New ultrasound treatment for Type II diabetes developed by Yale-GE Collaboration
Yale researchers in Raimund Herzog’s lab are working alongside GE Research to develop an ultrasound treatment for Type II diabetes.
Yale researchers are exploring the efficacy of an ultrasound treatment that could regulate blood glucose levels for patients with Type II diabetes.
The Yale scientists are participating in a clinical trial led by GE Research. Raimund Herzog, an assistant professor of endocrinology at the Yale School of Medicine and one of the researchers, explained that the main issue with patients who have Type II diabetes is insulin resistance. Normally, when a person eats, their body releases insulin, which acts as a signal for cells to take up the glucose in the bloodstream. In patients with Type II diabetes, their bodies stop listening to this insulin signal, leading to high levels of blood sugar because cells do not take up the glucose in the bloodstream. This experimental technique aims to target the signaling pathway responsible for regulating glucose uptake through ultrasound treatments. According to a paper published on March 31, scientists were able to lower glucose levels in diabetic rats using this treatment.
“Usually, we think of glucose metabolism as being regulated predominantly by hormones, of which the most important is insulin,” Herzog said. “Over the last couple of years, it has become clear that the nervous system also plays a role in regulating glucose metabolism … In fact, the hypothalamus has emerged as one of the main regulating centers for glucose metabolism.”
Herzog went on to explain that glucose metabolism regulation, meaning how much glucose a person’s cells can take up, is influenced by peripheral nervous system inputs. Specific nerves deliver information from the peripheral nervous system — for example, from the digestive tract — to the hypothalamus. Examples of the information from the peripheral nervous system include when the person in question last ate and whether they live an active lifestyle.
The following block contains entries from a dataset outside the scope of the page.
PR #30835, opened 2026-09-06
[Telegram] Fix blank photo previews and Unknown message senders

fatherkam:
## Description

Two independent fixes to the Telegram extension. Neither changes dependencies.

**Photos rendered as a blank detail pane.** `buildMarkdownWithMedia` read each cached photo off disk and inlined it into the markdown as a base64 data URI. A Telegram photo is around 400 KB, so the embed ran to roughly 550 KB of text, and Raycast's markdown renderer drops data URIs that large without raising an error — the pane kept its layout and showed no image.

It now references the cached file with a percent-encoded `file://` URL, matching how other extensions in this repo embed local images. That also avoids re-reading and re-encoding the file on every render.

**Senders in group chats showed as "Unknown User".** `processChatMessage` called `client.getEntity()` with a bare user id. That needs a populated entity cache, but `StringSession` persists only the auth key, so every Raycast command starts with an empty cache and the call throws `Could not find the input entity` for any sender not already fetched — the `catch` then wrote "Unknown User".

It now prefers `msg.sender`, which GramJS populates from the users map on the same response: no network call and no cache dependency, with `getEntity` kept as a fallback.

All of the information gathered by the peripheral nervous system is coordinated by the brain and used to decide how much glucose to store or use, thereby affecting glucose uptake of cells. In a published paper, researchers target the nerves responsible for transmitting this peripheral information to the brain using ultrasound treatments.
“We’ve known that these nerves are there,” Herzog said. “Now, we can test what happens when we selectively stimulate or block them. This is called neuromodulation, modulating the activity of certain nerve fibers that transmit information about nutrition.”
The goal of the study is to alter the nerve activity that is responsible for sensing the availability of glucose in the body. Researchers specifically targeted the liver because it is an organ that acts as a storage unit for glucose while also being connected to the brain through peripheral nerve fibers, according to Herzog.
The general idea is to change the information going to the brain about the incoming nutrients, thereby changing the activity levels of neurons in the hypothalamus. In fact, the results in the paper show that certain neurons that respond only to changes in glucose levels, called glucose-excited neurons, exhibited different firing patterns after ultrasound treatment.
This particular project began when GE Research, the research and development division of the General Electric corporation, conducted a study on the effects of ultrasound on the spleen. During those studies, they used the liver as a control tissue. When they applied ultrasound to the liver, the researchers at GE noticed changes in blood sugar and reached out to Raimund Herzog, a specialist in neuronal regulation of metabolism.
“The use of ultrasound could be a game-changer in how bioelectronic medicines are used and applied to disease, such as Type-2 diabetes, in the future,” Christopher Puleo, a senior biomedical engineer at GE Research who co-led the study and is an author of the article published in Nature, wrote to the News. “Non-pharmaceutical and device-based methods to augment or replace the current drug-treatments may add a new therapeutic choice for physicians and patients in the future.”
At the moment, Herzog and GE Research are conducting clinical trials to test the efficacy of this ultrasound technique in pre-diabetic and diabetic patients.
The animal experiments in the published article suggest that the effects of the ultrasound treatment are not acute, but rather linger after the ultrasound treatment. However, researchers have yet to determine how long the effects of the ultrasound treatment last in human patients.
Approximately 90 to 95 percent of American adults with diabetes suffer from Type II diabetes, according to the CDC.